PLAY QUESTIONS OUR INVOLVEMENT IN WAR
OTHER PEOPLE’S WARS
Adapted by Dean Parker from the book by Nicky Hager
Directed by David Lawrence
at BATS, Wellington
From 17 Apr 2012 to 28 Apr 2012
Reviewed by Ewen Coleman, 20 Apr 2012
originally published in The Dominion Post
When it was released in September last year Nicky Hager's book Other People's Wars: NZ in Afghanistan, Iraq and the war on terror created quite a stir. His expose of how the NZ Army's crack SAS soldiers cuddled up to the Americans and how they allowed their bases to be used for intelligence gathering and clandestine operations did not go down well with the defence department or the government.
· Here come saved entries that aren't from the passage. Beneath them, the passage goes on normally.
PR #77, opened 2025-03-23
Also buffer IFD reads

feefladder:
Builds on #76, but also computes ifd size beforehand and fetches all of it. Only really beneficial for non-cogs.

The same:
- calculate IFD size = `ifd_entry_byte_count * tag_count`
- load into `EndianAwareReader`
- read the rest of the IFD using the `EndianAwareReader`


kylebarron:
If this builds on #76 we can come back to discuss this after we resolve #76 and #78

feefladder:
Also, this was just a thought I had. We can also close it, because it's mostly only useful for non-cog tiffs that have their IFDs not in the prefetch range, which could well be solved by a simple buffering reader. (I sense some resistance to #76, but that one is more important)

PR #81, opened 2025-03-27
Read tag data in its entirety from AsyncFileReader. 

### LINKED ISSUE #70: Handling large IFD data arrays
EDIT: Since deferring fetching of `tile_info=tile_offsets+tile_byte_counts` was quite an intrusive change, and the remaining `tile_info`s can be reasonably estimated from the first `tile_offsets`, this issue changed a bit in my question and is now mainly about #76 

TileByteCounts and TileOffsets arrays are special-cased in the [COG spec](https://docs.ogc.org/is/21-026/21-026.html#_requirement_reduced_resolution_subfiles), and don't generally fit within the first 16kB.

Thus, using `coalesce_ranges` and waiting with fetching that data until all tags are read could be beneficial (reduce the number of requests). I've updated the amazing diagram to include COG file structure:

Image

feefladder:
Why was #76 closed 👀? 

Closes #70 

This PR allows a caching middleware to directly estimate the remaining `TileOffsets` and `TileByteCounts` arrays from the byte size of `TileOffsets0`, which is in #74 as a proof-of-concept.

- without this: first out-of-cache request will be a single u64 byte range
- with this: first out-of-cache request will be the full `TileOffsets0` array

~~A middleware _could_ do exponential cache growing, just like a `Vec`, but if a good estimate (`2*range_len+4*range_len.isqrt()`) of size can be made, `Vec::with_capacity(good_estimate)` is better [derivation.pdf](https://github.com/user-attachments/files/19487170/main.pdf).~~

**EDIT**: Actually, an exponential prefetch (exponent 2) will work quite well with this, since the byte size of all ifds ~>= `4*TileOffsets0.isqrt()`[^1]

also Cleans up tag loading logic and cursor handling.

[^1]: The estimate of $2b_{offset0}+4\sqrt(b_{offset0}$ is only based on the assumption that we are dealing with a square unmasked bigtiff cog. smalltiff adds a $\frac{4}{3}$ factor, masks a $2$ factor and square-ness only works on the $\sqrt{}$ factor, which is small in comparison.

### DIFF
--- a/src/ifd.rs
+++ b/src/ifd.rs
@@ -839,8 +839,6 @@ impl ImageFileDirectory {
 
 /// Read a single tag from the cursor
 async fn read_tag(cursor: &mut AsyncCursor, bigtiff: bool) -> AsyncTiffResult<(Tag, Value)> {
-    // let start_cursor_position = cursor.position();
-
     let tag_name = Tag::from_u16_exhaustive(cursor.read_u16().await?);
 
     let tag_type_code = cursor.read_u16().await?;
@@ -854,10 +852,6 @@ async fn read_tag(cursor: &mut AsyncCursor, bigtiff: bool) -> AsyncTiffResult<(T
     };
 
     let tag_value = read_tag_value(cursor, tag_type, count, bigtiff).await?;
-
-    // TODO: better handle management of cursor state <- should be done now
-    // let ifd_entry_size = if bigtiff { 20 } else { 12 };
-    // cursor.seek(start_cursor_position + ifd_entry_size);
 
     Ok((tag_name, tag_value))
 }
@@ -878,7 +872,17 @@ async fn read_tag_value(
         return Ok(Value::List(vec![]));
     }
 
-    let tag_size = tag_type.size();
+    let tag_size = match tag_type {
+        Type::BYTE | Type::SBYTE | Type::ASCII | Type::UNDEFINED => 1,
+        Type::SHORT | Type::SSHORT => 2,
+        Type::LONG | Type::SLONG | Type::FLOAT | Type::IFD => 4,
+        Type::LONG8
+        | Type::SLONG8
+        | Type::DOUBLE
+        | Type::RATIONAL
+        | Type::SRATIONAL
+        | Type::IFD8 => 8,
+    };
 
     let value_byte_length = count.checked_mul(tag_size).unwrap();
 
@@ -901,12 +905,10 @@ async fn read_tag_value(
         };
         let reader = cursor
             .reader()
-            .get_bytes(offset..offset + value_byte_length)
+            .get_metadata_bytes(offset..offset + value_byte_length)
             .await?
             .reader();
         EndianAwareReader::new(reader, cursor.endianness())
-        // cursor.seek(offset);
-        // cursor.read(value_byte_length).await?
     };
     // Case 2: there is one value.
     if count == 1 {
--- a/src/ifd.rs
+++ b/src/ifd.rs
@@ -7,7 +7,7 @@ use num_enum::TryFromPrimitive;
 
 use crate::error::{AsyncTiffError, AsyncTiffResult};
 use crate::geo::{GeoKeyDirectory, GeoKeyTag};
-use crate::reader::{AsyncCursor, AsyncFileReader};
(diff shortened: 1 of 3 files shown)


kylebarron:
> Why was #76 closed 👀?

#76 was auto-closed because when I wrote the description of #79 (https://github.com/developmentseed/async-tiff/pull/79#issue-2944634103) I had the words "I think this probably also closes https://github.com/developmentseed/async-tiff/pull/76"

kylebarron:
> directly estimate the remaining `TileOffsets` and `TileByteCounts` arrays from the byte size of `TileOffsets0`

This is a horribly leaky abstraction because you're trying to infer **how much more data you'll need to read in total** from **individual requests made to the underlying network layer**. 

On the contrary it's **the entire point** that these layers are isolated, so it's **intentional** that the network layer should not be able to infer where the header parsing is, solely based on requests. The internals of how the metadata is read **should be isolated** from reading the bytes.

It might work in this specific case to do your estimation, but that happens to rely on this specific case, and if the internals of how metadata is parsed is changed again in the future, that would break your code.

Instead of hacking around this via byte ranges, I think it would be better to expose a little more of the internals of metadata parsing, so that you can swap our your own implementation of reading the metadata if you wish. See #82

feefladder:
> > directly estimate the remaining `TileOffsets` and `TileByteCounts` arrays from the byte size of `TileOffsets0`
> 
> This is a horribly leaky abstraction because you're trying to infer **how much more data you'll need to read in total** from **individual requests made to the underlying network layer**.

based on the spec. That #83 seems to work in the wild is a good sign for #74 , since the only unspecified behaviour is the order of tile_info arrays and #83 assumes monotonic reads from the start of the file, which would only work if they are ordered like I assumed in my [derivation](https://github.com/user-attachments/files/19487170/main.pdf).

The use-case is a cog reader that can read (unmasked) small cogs' metadata with a single ~16kB prefetch and large cogs with at most 1 more fetch.

> On the contrary it's **the entire point** that these layers are isolated, so it's **intentional** that the network layer should not be able to infer where the header parsing is, solely based on requests. The internals of how the metadata is read **should be isolated** from reading the bytes.

#83 also assumes monotonic reads, otherwise the caching won't kick in since the requested range overlap. I think that's good, because it'll work for cogs and not mess up anything for non-cogs. It's just sad that with a 16kB prefetch it'll take 10 requests for a 4-8MB metadata COG in stead of 1.

feefladder:
Could we voice chat or something?

feefladder:
> On the contrary it's **the entire point** that these layers are isolated, so it's **intentional** that the network layer should not be able to infer where the header parsing is, solely based on requests. The internals of how the metadata is read **should be isolated** from reading the bytes.

Layers need to be isolated: Yes! Clearly, the exponential prefetch better separates layers.

Still, I think #83 works very well _together_ with this PR. (this PR would reduce additional requests from ~9 to 2).

> Instead of hacking around this via byte ranges, I think it would be better to expose a little more of the internals of metadata parsing, so that you can swap our your own implementation of reading the metadata if you wish. See #82

I completely errored on this and am sad I couldn't appreciate all the effort you put into #82 

> > If you think 4 match blocks that change cursor state to anywhere in the tiff is more maintainable than 2 match blocks that set the cursor at the end of the tag offset field, sure don't merge #81.
> 
> Yes, I think it's more maintainable because it's exactly the same as the [upstream code](https://github.com/image-rs/image-tiff/blob/36f7b3b4aa9ad3514017906bf4efdbf646df189f/src/decoder/ifd.rs#L375-L639). I don't want to have to think about the specifics of tag parsing. The code as it is **just works**, and even reviewing your changes is really hard because I would have to research the tag structure and validate that it's correct.

I've already made [unit tests](https://github.com/feefladder/tiff2/blob/b9c48bf8f9ec7843e73eacfb568cc139a8cec9e7/src/structs/entry.rs#L765-L1024) for tag parsing in tiff2. Would it help if:

1. I copy over the unit tests from tiff2 so they work on the current (upstream) implementation in a separate PR
2. this PR makes all unit tests still pass
3. show on a cog (link) you provide that it improves metadata fetching (3 or 4 requests) with a default 32kB prefetch and exponential prefetch.

PR #1490, opened 2018-12-11
imap: fix mbox_open when the name is '\0'

sileht:
When user doesn't explicitly set the inbox to INBOX, imap_mbox_open
crashes, because the Mailbox is not attached to an account.

This change fixes m->path, m->realpath to ensure the mailbox is found.
And also add check to not crashes if something similar occurs.

This fix the imap issue, but something else looks wrong.
For sure, imap_mbox_open have been called with an Mailbox with
'account' set but not 'mdata'. This means imap_ac_add have not been
called for this mailbox and somewhere else is setting account without
calling the backend code.


sileht:
https://github.com/neomutt/neomutt/pull/1491 is prefered.

PR #1498, opened 2018-12-14
imap: don't keep hcache pointer

sileht:
The pointer set in ImapMboxData->hcache is never used. Each time
the hcache is used, it's reopened, and sometimes closed.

Follow September 11, 2001, New Zealand was considered as being at war which still continues today. In his book Hager uses stories from military personal on the ground in Afghanistan and from thousands of supposedly leaked classified military and intelligence documents to question both the justification of New Zealand's involvement in the war on terror and to show that what the public were told was far from the truth.
Playwright Dean Parker has now condensed the book into a 90 minute piece of theatre which The Bacchanals are currently presenting at BATS Theatre.
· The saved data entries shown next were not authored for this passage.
PR #1499, opened 2018-12-16
Devel/ext search with folder

nobrowser:
It passes the extra folder path argument to the external search filter, as we discussed.

Also, a small side fix in compress.c : escape_path() was double-evaluated.

I have left a number of separate commits because I think they reflect separate changes, but I can squash them if you prefer that.

### DIFF
--- a/compress.c
+++ b/compress.c
@@ -268,18 +268,20 @@ static const char *compress_format_str(char *buf, size_t buflen, size_t col, int
     return src;
 
   struct Mailbox *m = (struct Mailbox *) data;
+  const char *stuffing = NULL;
 
   switch (op)
   {
     case 'f':
       /* Compressed file */
-      snprintf(buf, buflen, "%s", NONULL(mutt_path_escape(m->realpath)));
+      stuffing = mutt_path_escape(m->realpath);
       break;
     case 't':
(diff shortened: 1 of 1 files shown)


flatcap:
Thanks.  I've done a little light tidying and merged the search changes.
The only notable changes are:
- rename `mutt_escape_path()` to `mutt_path_escape()` to match the other library functions
- add `mairix_filter.pl` to install script

I'm just not sure about the remaining commit - 8a3448aec Fix double evaluation of mutt_escape_path() inside a macro.
For the `f` and `t` cases, it's not really saving any cpu cycles.

Perhaps (to ensure that `buf` is defined) we just want:
```c
  default:
    buf[0] = '\0';
```

nobrowser:
> Fix double evaluation of mutt_escape_path() inside a macro.
> For the f and t cases, it's not really saving any cpu cycles.

Really?  `NONULL(x)` is defined as `((x) ? (x) : "")` .  So `NONULL(mutt_path_escape(s))` expands to `((mutt_path_escape(s)) ? (mutt_path_escape(s)) : "")` . SWIM ?

flatcap:
Ah, of course.  Well spotted.

PR #1506, opened 2018-12-23
Command prompt should close when deleting the ':' as it does in vim

### LINKED ISSUE #1505: Command prompt should close when deleting the ':' as it does in vim

When you open the command prompt, then change your mind, pressing delete doesn't close the command prompt. This is the behaviour in vim and should work in neomutt the same way.

binaryplease:
Fixes #1505

### DIFF
--- a/enter.c
+++ b/enter.c
@@ -303,7 +303,13 @@ int mutt_enter_string_full(char *buf, size_t buflen, int col, int flags, bool mu
 
         case OP_EDITOR_BACKSPACE:
           if (state->curpos == 0)
+          {
+            // Pressing backspace when no text is in the command prompt shold exit the prompt
+            if (state->lastchar == 0)
+              goto bye;
+            // Pressing backspace with text in the command prompt should just beep
             BEEP();
+          }
           else
           {
             i = state->curpos;


enter.c
```diff
@@ -303,7 +303,14 @@ int mutt_enter_string_full(char *buf, size_t buflen, int col, int flags, bool mu
...
         case OP_EDITOR_BACKSPACE:
           if (state->curpos == 0)
-            BEEP();
+          {
+            // Pressing backspace when no text is in the command prompt shold exit the prompt
+            if (state->lastchar == 0)
+              goto bye;
+            // Pressing backspace with text in the command prompt should just beep
+            else
+              BEEP();
```
flatcap: I'd drop the `else` here and unindent the `BEEP`.
In this case it barely matters, but it's good to reduce the indent by returning early.
e.g.
BAD
```c
void function(void)
{
  if (cond)
  {
    // 100s of lines
  }
}
```

GOOD
```c
void function(void)
{
  if (!cond)
    return;

  // 100s of lines
}
```

binaryplease: Ok, removed the else as requested.

binaryplease:
I have updated the commit message, should be clearer now.
Let me know if something else is missing. Git setting show my full name over here.

PR #1507, opened 2018-12-27
Improvements to command_t parse errors

nocriw:
* **What does this PR do?**
Group command_t error codes into an enumeration and improve errors quality by differentiating between errors and warnings.


nocriw:
@flatcap could you please check both `mutt_lua_parse()` & `mutt_lua_source_file()` in `mutt_lua.c`? They both return 2 if successful, should we create a flag for this or change it to 0?

mutt_commands.h
```diff
@@ -29,6 +29,7 @@ struct Buffer;
  * enum CommandError - Error codes for command_t parse functions
  */
 enum CommandError {
+  COMMAND_SUC =  0,
   COMMAND_ERR = -1,
   COMMAND_WAR = -2,
   COMMAND_FIN       ///< Distinguish "finish" command from successful return.
```
flatcap: Hmm...   What do you suppose the value of `COMMAND_FIN` is?!

nocriw: Oh sorry, the value was 1! Since it was only used in the finish command I didn't associate a value.

```suggestion
  COMMAND_FIN =  1  ///< Distinguish "finish" command from successful return.
```

flatcap:
> both `mutt_lua_parse()` & `mutt_lua_source_file()` return 2 if successful

How odd.  Nothing else calls those functions, so please change them to the new enum.

flatcap:
I've made a few small changes:
- Renamed the enumerations, e.g. `_WAR` to `_WARNING`
- Tidied the Doxygen comments
- Run clang-format

It's a lovely job.  Many thanks.

PR #1519, opened 2019-01-03
notmuch: make sure nm_db_longrun_done() release DB

karelzak:
Since commit 1cdfc0da08e09b1756a7b4d422996e907c4390d0 the function
nm_db_release() does not release DB if long-run state is enabled.
This change make code more readable and shorter.

Unfortunately, nm_db_release() is called from nm_db_longrun_done(), so
after the change the function nm_db_longrun_done() is no-op and long
transaction never finish. It means:

 - changes are not committed the database
 - after mutt restart old state (tags) is read from DB
 - mismatch between notmuch tags and maildir filenames

This commit disables long-run state in nm_db_longrun_done() before
nm_db_release() is called.

### DIFF
--- a/notmuch/nm_db.c
+++ b/notmuch/nm_db.c
@@ -302,8 +302,14 @@ void nm_db_longrun_done(struct Mailbox *m)
 {
   struct NmAccountData *adata = nm_adata_get(m);
 
-  if (adata && (nm_db_release(m) == 0))
-    mutt_debug(2, "nm: long run deinitialized\n");
+  if (adata)
+  {
+    adata->longrun = false; /* to force nm_db_release() released DB */
+    if (nm_db_release(m) == 0)
+      mutt_debug(2, "nm: long run deinitialized\n");
+    else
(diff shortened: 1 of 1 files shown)


notmuch/nm_db.c
```diff
@@ -302,8 +302,13 @@ void nm_db_longrun_done(struct Mailbox *m)
 {
   struct NmAccountData *adata = nm_adata_get(m);
 
-  if (adata && (nm_db_release(m) == 0))
-    mutt_debug(2, "nm: long run deinitialized\n");
+  if (adata) {
```
Austin-Ray: Please move the brace to a new line to match the coding style :)

flatcap: I've just done that.

Austin-Ray:
Hi @karelzak thanks for the PR (and many thanks for writing the `notmuch` integration.)

Everything looks good besides the one minor code style issue. I appreciate the analysis you've provided :)

Thanks for catching my mistake!

Issue #1224, opened 2018-05-25
Convert Pattern to use STAILQ


flatcap:
## Description

Many NeoMutt structures implement their own linked-list type.
The Patterns are simply stored as a long linked list.

`STAILQ` is a singly-linked list with pointers to both the head and the tail.
It's defined in [mutt/queue.h](https://github.com/neomutt/neomutt/blob/master/mutt/queue.h),

**Note**: This isn't too hard, but there are lots of uses of Pattern.

### Part 2: Change all users to match

There are plenty of examples in NeoMutt's code of how to iterate through a list.
For example: [tags.c](https://github.com/neomutt/neomutt/blob/master/tags.c), [tags.h](https://github.com/neomutt/neomutt/blob/master/tags.h)

**Note**: When deleting items, use `STAILQ_FOREACH_SAFE()`

yuzibo:
Hello,
Do we hope move it into "mutt/*" dir at last?

flatcap:
Sort of.
The `mutt` library dir contains **only** functions that are:
- Independent of NeoMutt code
- Tidy and Doxygen documented

There are some dependencies between library files, [as seen in the docs](https://neomutt.org/code/mutt.html), but the library can be compiled and tested separately.

The `test` dir in the source has a growing set of "[acutest](https://github.com/mity/acutest)" test cases.

Each file that we add to the libary makes it easier to understand (and improve) the core of NeoMutt.

nnathan:
I've done a rudimentary implementation. I chose to use the SLIST macros instead of STAILQ since:

1. The features of STAILQ are unnecessary. The linked list is built by appending to the tail (->next) in the original code. There is no need for list concatenat
2. Doesn't justify the slowdown.

I'm frankly unimpressed with switching to SLIST. All the changes made were simple renaming of `pat->next` with `SLIST_NEXT(pat, entries)`. It is difficult to use the SLIST macros properly with SLIST_HEAD(), SLIST_FOREACH, etc. since most of the code passes around `struct Pattern *` as the head of the list instead of an SLIST_HEAD() object. Changing the code to use SLIST_HEAD() would require considerable amounts of refactoring (which I'm open to).

What are your thoughts?

As an aside:
I used this issue as an opportunity to familiarise myself with the BSD queue.h macros. In case anyone ends up finding this issue and wondering how they work I put up a rudimentary example: https://gist.github.com/nnathan/ce79b21797513fc41b9e71a350a1ae0b .

PR #1522, opened 2019-01-06
test: add pattern compilation tests

melbit-naveennathan:
* **What does this PR do?**

Adds a couple of tests for pattern compilation.

This will ease transition to using SLIST/STAILQ to replace Pattern linked-list structures per #1224 .

### DIFF
--- a/.gitignore
+++ b/.gitignore
@@ -12,6 +12,7 @@ neomutt
 pgpewrap
 test/config-test
 test/neomutt-test
+test/pattern-test
 
 # Build products
 *.o
--- a/Makefile.autosetup
+++ b/Makefile.autosetup
@@ -61,31 +61,33 @@ ALL_FILES!=	(cd $(SRCDIR) && git ls-files 2>/dev/null) || true
 ###############################################################################
 # neomutt
 NEOMUTT=	neomutt$(EXEEXT)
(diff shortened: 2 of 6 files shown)


gahr:
We really want the test to just depend on the librarized part of neomutt. I don't think we want to build a test binary that's all neomutt except main. Can you please try and put the part you want to test in a library such as `mutt/`?

melbit-naveennathan:
Per earlier discussion I've migrated the pattern testing into its own executable to reduce the pollution of unnecessary dependencies on existing testsuites.

flatcap:
I've just pushed an updated version to branch [`devel/pattern_test`](https://github.com/neomutt/neomutt/tree/devel/pattern_test)
(I can't seem to update this PR -- there's a tickbox when you create it)

The new commit:
- Reverts the build changes requiring all of NeoMutt's objects
- Adds `extract.c` - a complete copy of `mutt_extract_token()` from `init.c`
- Adds `dummy.c` - empty functions to fulfill dependencies
- Builds against `pattern.c`

The dummy functions mean that many of the features of `mutt_extract_token()` won't work, but Pattern's dependencies are now much clearer.

nnathan:
I've incorporated the changes and migrated tests for SLIST_* macros over. It is now living in https://github.com/neomutt/neomutt/tree/test/pattern . This won't get merged in until we can refactor so that it only uses the libraries per discussion with @gahr.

Parker also adapted for the stage Hager's book The Hollow Man in 2007 about Don Brash and leaked emails in the National Party but while The Hollow Man had real identifiable characters and an engaging story line Other People's Wars is a narrative told by 10 actors taking multiple roles. It is thus far less engaging as a piece of theatre although the production itself is creatively constructed to give visual impact to the narrative.
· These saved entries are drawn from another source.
PR #1528, opened 2019-01-08
Don't override ndata with temporary context

sileht:
postponed/sendlib code can reopen an already opened mailbox.

This overrides m->ndata with a temporary context but never revert it back to
the previous one.

At first glance, when postponed/sendlib code open the mailbox they don't care
to have their context updated with the notification system. It should be
the Context used for the UI that should be updated instead.

So until we don't open a mailbox twice anymore, just set ndata when it
looks accurate to workaround the issue.


gahr:
I reverted c128c131185fb076476991f477565ba115352faa as it's the cause of #1529.

PR #1543, opened 2019-01-16
tags: Use STAILQ instead of strsep

sileht:
This change introduces a new string function mutt_str_split(src, sep) to
return a STAILQ of the split string.

This new funtion is used first in tags code.

### DIFF
--- a/mutt/string.c
+++ b/mutt/string.c
@@ -38,6 +38,7 @@
 #include "logging.h"
 #include "memory.h"
 #include "string2.h"
+#include "list.h"
 #ifdef HAVE_SYSEXITS_H
 #include <sysexits.h>
 #endif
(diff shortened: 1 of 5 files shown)


flatcap:
Code **and** test cases.  Fabulous!

flatcap:
There are five **config variables** which are lists:

- `:` assumed_charset
- `:` attach_charset
- `,` hidden_tags
- `:` mailcap_path
- `:` send_charset

Ideas for **flags**:

- `TRIM_WHITESPACE`
  Humans often type a space in comma-separated lists
- `ALLOW_DUPES`
  I don't think any of the current config makes sense to have repeated entries
- `ALLOW_EMPTY`
  e.g. `apple:banan::cherry`
  I don't think we need this, yet, either
- `CASE_SENSITIVE`
  Is case important when looking for dupes?

**Questions**:

- Should we be checking for escaped separators?
  `apple,banana\,cherry`
- Should we store the flags in the list itself?
- Should we store the item count in the list?

**Functions**

- `add_items()`, `remove_items()`
  We don't yet support `+=` or `-=` in the config
- `is_member()`
- `count_members()`
- `list_to_string()`
  Reverse the parsing process

mutt/string.c
```diff
@@ -1147,3 +1148,32 @@ const char *mutt_str_strcasestr(const char *haystack, const char *needle)
 
   return NULL;
 }
+
+/**
+ * mutt_str_split - return list of the words of the strings
+ * @param src String to split
+ * @param sep Word separator.
+ */
+struct ListHead mutt_str_split(const char *src, int sep)
```
gahr: Why `int sep` instead of `char sep`?

PR #1545, opened 2019-01-23
mxapi: introduce mx_msg_flag_modified()

### LINKED ISSUE #1485: Removing notmuch unread tag when opening a message
Hi there,

I'm new to neomutt but I've spent a lot of time the last several days configuring it. I've got a setup that includes several mail accounts synchronized with offlineimap and tagged with notmuch. That part seems to be working properly. On the neomutt side, I have several virtual mailboxes to display mail from all accounts based on tags. 

What doesn't seem to work, is removing the `unread` notmuch tag when displaying the message (the \S mail flag is updated). 

Here are some settings that may be relevant:
```
set nm_exclude_tags = ""
set nm_unread_tag = unread
message-hook ~A 'push "<modify-labels>-unread<enter>"'
```

I expected things to work out of the box mostly once `nm_unread_tag` was set, but figured as a last resort `message-hook` would work, but it just hangs and I need to force kill it. Maybe there is an error there.

I assume this is a fairly common configuration, so maybe I'm totally off the mark here.

Austin-Ray:
Introduce the `mx_msg_flag_modified()` function, which is used to alert a
backend if the flags are changed. This allows the backend to perform
backend-specific tasks. The notmuch backend needs this to proper update
the database when a message is opened or toggle-new is called.

Fixes #1485

### DIFF
--- a/compress.c
+++ b/compress.c
@@ -981,6 +981,7 @@ struct MxOps MxCompOps = {
   .msg_open_new     = comp_msg_open_new,
   .msg_commit       = comp_msg_commit,
   .msg_close        = comp_msg_close,
+  .msg_flag_modified = NULL,
   .msg_padding_size = comp_msg_padding_size,
   .msg_save_hcache  = comp_msg_save_hcache,
   .tags_edit        = comp_tags_edit,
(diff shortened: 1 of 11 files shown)


gahr:
I would rather define the ops entry as NULL and not call it, instead of having a dummy function that always return 0.

Austin-Ray:
@gahr Thank you for taking the time to look at this PR. 

The dummy function is also redundant since `mx_msg_flag_modified()` will return `NULL` if we set the `ops` entry to null.

I will make the correction.

flatcap:
Thanks for creating this PR, but I think my notification system will be more versatile (and fulfil your needs).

The scenes travel back and forward in time at a rapid pace, the actors also taking on their various roles with similar rapidity. And the ingenious way they utilise chairs, tables, boxes, in typical Bacchanal's style, is to be complimented. But the incessant shouting of the narrative to the audience, which only lessens towards the end, becomes irritating and the complexity and detail of the material being recited becomes almost too much to absorb.
However, two moments however stand out, both of which have the potential to be expanded into much more telling moments of theatre. One was an Afghanistan village with the women sitting around prior to be bombed by the Americans and the other is the report on the war, a large red volume of pages being waved about by the group while Jerry Mataparae waves a little red note book as the report the public got to see.
Everyone who sees this production, whether they have read the book or not, will no doubt have their own ideas on what they believe as true and what isn't. And it is probably worthwhile airing it as a way of creating discussion, but somewhere in the rhetoric is material that could make for a much more stimulating theatrical production.